You see that in the fast path (the path where iter.size_hint() tells the truth) we just continuously ptr::write. We branch in the loop, but for most iterators the branch could either easily be removed by the compiler after monomorphisation - for example, for slices, vectors and wrappers around either of those that preserve size_hint. For those where it isn’t, the else branch is taken at most once per run of the loop. This makes it extremely predictable even for CPUs with only basic branch predictors. We then do a “real” store to the len field only once, and count can easily be put into a register. This optimisation isn’t defeated by an iterator that may panic, either. Since we only store to memory after the loop, if it panics during the loop then the calling code will just see the value of self.len from before we entered the loop. We can do this transformation because we know that leaking data when panicking is fine, but LLVM cannot because it would change the meaning of the program³.

We can see that the difference after this optimisation is large:

 name          smallvec.bench ns/iter  vec.bench ns/iter  diff ns/iter   diff %  speedup 
 extend        102                     70                 -32            -31.37%   x 1.46 
 extend_small  25                      28                   3             12.00%   x 0.89

We’re much closer to Vec's speed than before, and at last SmallVec is faster for the case where it doesn’t have to allocate.

I think that the important takeaways from this are: you don’t need to perform every optimisation yourself, but you should make your code as simple and optimisable as possible. It is necessary, however, manually perform any optimisations that changes the meaning of your program. Even if an optimisation seems like it’d have a small effect, if you can’t expect the compiler to perform it then I think it’s worth trying. It’s very possible that it can unlock more compiler optimisations. Above all else, though, it’s important to actually benchmark your optimisations. You wouldn’t expect your code to be correct without testing it (even if that testing is by running the program and clicking around) so why would you expect your code to be fast if you don’t benchmark it. SmallVec actually had no comparisons to Vec in its test suite until I wrote some for the purposes of this article. There are a lot of crates out there that currently use smallvec - crates.io lists 9 pages of crates using it at time of writing. If you’re using smallvec for its performance benefits, it’s worth benchmarking your program using Vec with Vec::with_capacity instead. Usually the simpler implementation is the faster one.

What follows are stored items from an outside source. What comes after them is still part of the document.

PR #27, opened 2015-04-04
Unifying live widgets and adding nbagg support

philippjfr:
This pull request introduces three major changes to widgets:

* IPySelectionWidget is deprecated for a number of reasons:
   * It is based on the IPython widget system, which is still subject to change.
   * It made selection of the appropriate widget confusing.
   * It always requires a live notebook.
   * Its layout didn't look any good.

* The SelectionWidget can now render plots dynamically
   * This can be activated via %output widgets='live'
   * It supports live rendering of all current figure backends (i.e. png, svg, mpld3 and nbagg)
   * It supports dynamic caching, the size of the cache can be controlled via the SelectionWidget.cache_size parameter

* Support for nbagg
   * Can be used for static frames and widgets
   * The nbagg matplotlib backend provides widgets for zooming, panning and most interestingly resizing.
   * To use widgets with nbagg, widgets='live' must be selected.

### DIFF
--- a/holoviews/ipython/display_hooks.py
+++ b/holoviews/ipython/display_hooks.py
@@ -16,6 +16,11 @@ try:
 except:
     mpld3 = None
 
+try:
+    from matplotlib.backends.backend_nbagg import new_figure_manager_given_figure
+except:
+    new_figure_manager_given_figure = None
+
 import param
 
 from ..core.options import Store
@@ -143,10 +148,8 @@ def display_figure(fig, message=None, max_width='100%'):
     dpi = OutputMagic.options['dpi']
     backend = OutputMagic.options['backend']
 
-    if backend == 'nbagg':
-        import numpy as np
-        from matplotlib.backends.backend_nbagg import FigureManagerNbAgg, new_figure_manager_given_figure
         manager = new_figure_manager_given_figure(np.random.randint(10**8), fig)
+    if backend == 'nbagg' and new_figure_manager_given_figure is not None:
         manager.show()
         return ''
     elif backend == 'd3' and mpld3:
--- a/holoviews/ipython/display_hooks.py
+++ b/holoviews/ipython/display_hooks.py
@@ -135,6 +135,8 @@ def display_widgets(plot):
         return ScrubberWidget(plot)()
     if widget_mode == 'embed':
         return SelectionWidget(plot)()
+    elif widget_mode == 'live':
+        return SelectionWidget(plot, embed=False)()
 
 
 def display_figure(fig, message=None, max_width='100%'):
--- a/holoviews/ipython/display_hooks.py
+++ b/holoviews/ipython/display_hooks.py
@@ -148,8 +148,9 @@ def display_figure(fig, message=None, max_width='100%'):
     dpi = OutputMagic.options['dpi']
     backend = OutputMagic.options['backend']
 
-        manager = new_figure_manager_given_figure(np.random.randint(10**8), fig)
     if backend == 'nbagg' and new_figure_manager_given_figure is not None:
+        manager = new_figure_manager_given_figure(OutputMagic.nbagg_counter, fig)
+        OutputMagic.nbagg_counter += 1
         manager.show()
         return ''
     elif backend == 'd3' and mpld3:
--- a/holoviews/ipython/display_hooks.py
+++ b/holoviews/ipython/display_hooks.py
@@ -42,10 +42,6 @@ ENABLE_TRACEBACKS=True
 
 
 def animate(anim, dpi, writer, fmt, anim_kwargs, extra_args):
-    if OutputMagic.options['holomap'] == "nbagg":
-        plt.show()
-        return ''
-
     if extra_args != []:
         anim_kwargs = dict(anim_kwargs, extra_args=extra_args)
 
@@ -64,7 +60,7 @@ def HTML_video(plot):
     writers = animation.writers.avail
     current_format = OutputMagic.options['holomap']
     for fmt in [current_format] + list(OutputMagic.ANIMATION_OPTS.keys()):
-        if fmt == 'nbagg' or OutputMagic.ANIMATION_OPTS[fmt][0] in writers:
+        if OutputMagic.ANIMATION_OPTS[fmt][0] in writers:
             try:
                 return animate(anim, dpi, *OutputMagic.ANIMATION_OPTS[fmt])
             except: pass
--- a/holoviews/ipython/display_hooks.py
+++ b/holoviews/ipython/display_hooks.py
@@ -42,6 +42,10 @@ ENABLE_TRACEBACKS=True
 
 
 def animate(anim, dpi, writer, fmt, anim_kwargs, extra_args):
+    if OutputMagic.options['holomap'] == "nbagg":
+        plt.show()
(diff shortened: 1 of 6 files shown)


holoviews/ipython/widgets.py
```diff
@@ -506,20 +340,56 @@ def __call__(self):
...
     to json and dynamically loaded from a server.
     """
 
+    embed = param.Boolean(default=True, doc="""
+        Whether to embed all plots in the Javascript, generating
+        a static widget not dependent on the IPython server.""")
+
+    cache_size = param.Integer(default=100, doc="""
+        Size of dynamic cache if frames are not embedded.""")
+
```
jlstevens: Is ``cache_size`` something to control via the `%output` magic or not?

holoviews/ipython/widgets.py
```diff
@@ -506,20 +340,56 @@ def __call__(self):
 
 
 
-class SelectionWidget(ScrubberWidget):
+class CustomCommSocket(CommSocket):
+    """
+    A CustomCommSocket is required to suspend displaying the nbagg
+    output until the HTML has been rendered by the widget.
+    """
```
jlstevens: I still have no idea what this does. Either needs more documentation or some link to what this is about.

holoviews/ipython/widgets.py
```diff
@@ -453,47 +249,85 @@ class ScrubberWidget(NdWidget):
...
 
 
-    def get_frames(self, id):
-        use_mpld3 = OutputMagic.options['backend'] == 'd3'
-        frames = {idx: frame if use_mpld3 or self.export_json else
-                  str(frame) for idx, frame in enumerate(self.frames.values())}
+    def render_html(self, data):
+        # Set up jinja2 templating
+        import jinja2
+        path, _ = os.path.split(os.path.abspath(__file__))
```
jlstevens: Is using ``__file__`` here the safest options?

holoviews/ipython/widgets.py
```diff
@@ -257,176 +218,11 @@ def get_plot_size():
...
-        else:
-            self.image_widget.value = self._plot_figure(self.keys.index(checked))
-
-
-
-class ScrubberWidget(NdWidget):
+    NdWidget is an abstract base class implementing a method to find
+    the dimensions and keys of any ViewableElement, GridSpace or
+    UniformNdMapping type.  In the process it creates a mock_obj to
+    hold the dimensions and keys.
```
jlstevens: Why is this class ``Parameterized`` if you aren't declaring any parameters? Maybe some of you ``self`` attribute should be parameters instead?

holoviews/ipython/widgets.py
```diff
@@ -3,22 +3,16 @@
 
 import numpy as np
 
+from matplotlib import pyplot as plt
+from matplotlib.backends.backend_nbagg import CommSocket, new_figure_manager_given_figure
+
 try:
     import IPython
     from IPython.core.display import clear_output
+    from IPython.kernel.comm import Comm
```
jlstevens: Have you tested this with IPython 3? As we sure this will be stable?

holoviews/ipython/jsslider.jinja
```diff
@@ -32,31 +62,29 @@
...
+			data = JSON.parse(data);
+		    } else {
+			data = {0: data};
+		    }
+		    this.frames = data;
+		    this.update()
+		}
+	    }
+	    callbacks = {iopub: {output: $.proxy(callback, this)}};
+	    var cmd = "holoviews.ipython.widgets.SelectionWidget.widgets['" + this.id + "'].update(" + this.keyMap[key] + ")";
```
jlstevens: This is a fairly crazy callback but at least I think it makes sense...

holoviews/ipython/display_hooks.py
```diff
@@ -146,7 +143,13 @@ def display_figure(fig, message=None, max_width='100%'):
     dpi = OutputMagic.options['dpi']
     backend = OutputMagic.options['backend']
 
-    if backend == 'd3' and mpld3:
+    if backend == 'nbagg':
+        import numpy as np
+        from matplotlib.backends.backend_nbagg import FigureManagerNbAgg, new_figure_manager_given_figure
```
jlstevens: I would move this to a conditional import at the top of the file and then check for None here. E.g if ``FigureManagerNbAgg` is None`` (because the import failed) you could then generate an appropriate message here.

holoviews/ipython/display_hooks.py
```diff
@@ -146,7 +143,13 @@ def display_figure(fig, message=None, max_width='100%'):
...
+        manager = new_figure_manager_given_figure(np.random.randint(10**8), fig)
```
jlstevens: You could create a numpy ``RandomState`` instance here with a fixed seed to get deterministic figure ids. Or use a counter...Or maybe keep track of the figure ids already used to avoid clashes.

holoviews/ipython/jsslider.jinja
```diff
@@ -32,31 +62,29 @@
...
-                mpld3.draw_figure(this.img_id, this.frames[this.current_frame]);
-            }else {
-                $("#" + this.img_id).html(this.frames[this.current_frame]);
-            }
-        }
+	if(this.cached) {
+	    this.current_frame = this.keyMap[key];
+            this.update()
+	} else {
+	    var kernel = IPython.notebook.kernel;
```
jlstevens: You didn't see to need ``IPython.notebook.kernel`` before (you used methods on something called ``mpld3``). Does this mean the mechanism by which this works has fundamentally changed?

holoviews/ipython/jsslider.jinja
```diff
@@ -32,31 +62,29 @@
...
+	    if(this.nbagg) {
+		function callback(msg) { }
+	    } else {
+		function callback(msg){
+		    var data = msg.content.data['text/plain'].slice(1, -1);
```
jlstevens: Maybe add a comment here to explain what the slice is for...

holoviews/ipython/widgets.py
```diff
@@ -528,11 +398,22 @@ class SelectionWidget(ScrubberWidget):
...
-                                  for idx, k in enumerate(self.keys))
+        self.nbagg = OutputMagic.options['backend'] == 'nbagg'
+        self.frames = {}
+        if self.embed:
+            frames = {idx: self._plot_figure(idx)
+                      for idx in range(len(self.keys))}
+            self.frames = self.encode_frames(frames)
+        elif self.nbagg:
+            fig = self.plot[0]
+            self.manager = new_figure_manager_given_figure(np.random.randint(10**8), fig)
```
jlstevens: Another use of random numbers where some deterministic method may be better.

jlstevens:
Ok. Mostly looks good and it is nice to see the old IPython widgets go away. My main concerns are the new imports from IPython and the concern that maybe the nbagg API isn't completely stable yet.

holoviews/ipython/widgets.py
philippjfr: Yes, we can add this later.

jlstevens:
And we also need to make sure export with widgets work before the merge...

jlstevens:
Ok...all looks good. Now merged.

PR #64, opened 2015-05-12
Removed np.array(list(...)), not needed.

basnijholt:
Could be confusing, the important thing is that a list is used in ``Contours``.


philippjfr:
As you can tell now it is needed for Python 3 compatibility. I think the np.array part could be removed but the zip object does need to be cast to a list in Python 3.

PR #106, opened 2015-05-24
Fixing some more typo's in tutorials.

basnijholt:


basnijholt:
There are lots of things that are discutabel such as:
*  sublabels
*  errorprone
*  filenames
*  datastructure
*  dataframes
*  pairgrid
*  inconsequent use of HoloViews vs Holoviews vs holoviews

doc/Tutorials/Exploring_Data.ipynb
```diff
@@ -432,7 +432,7 @@
      "cell_type": "markdown",
      "metadata": {},
      "source": [
-      "Now that we have removed the redundant Dimension we can create an NdLayout indexed just by the date:"
```
jbednar: I think "an NdLayout" is correct, not "a NdLayout", because we pronounce it en-dee-layout.  But that can be fixed afterwards.

jbednar:
I think there are clear answers to all but one of the ones in your list:

*  sublabels: I think this is correct; it's a new word we made up, but it's well defined as a shorthand for "subfigure label", which would be too awkward to keep saying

To make the benchmarks fair I preallocated the vector with the same number of elements that the SmallVec preallocated on the stack (16). I believe this is fair because in a real program you can always easily replace calls to Vec::new with Vec::with_capacity(N) where N was the number that you would have put into SmallVec::<[T; N]>::new. To see the exact methodology you can see this commit. ↩︎
During the writing of this article I realised that this function is actually unsound. One interesting thing about writing unsafe Rust is that safe code is never to be trusted. You can use values from safe code as hints but it should be impossible to cause unsoundness by returning incorrect values from safe code. This means, for example, that Iterator::size_hint can return essentially whatever it wants. Also, it should be possible for safe code to panic at any point without causing unsoundness (although it’s allowed to cause arbitrarily bad behaviour otherwise, like infinite loops or leaking data). You can see a visual explanation of this bug in this gist. At the time of writing it’s still unfixed but I opened an issue where you can track its progress. ↩︎
It’s actually possible for LLVM to do the increment in a register and just add the code to actually store the length into the panic cleanup code. Vec actually does this explicitly with a SetLenOnDrop struct. Again though, it’s a complex optimisation and you can’t rely on LLVM applying it. ↩︎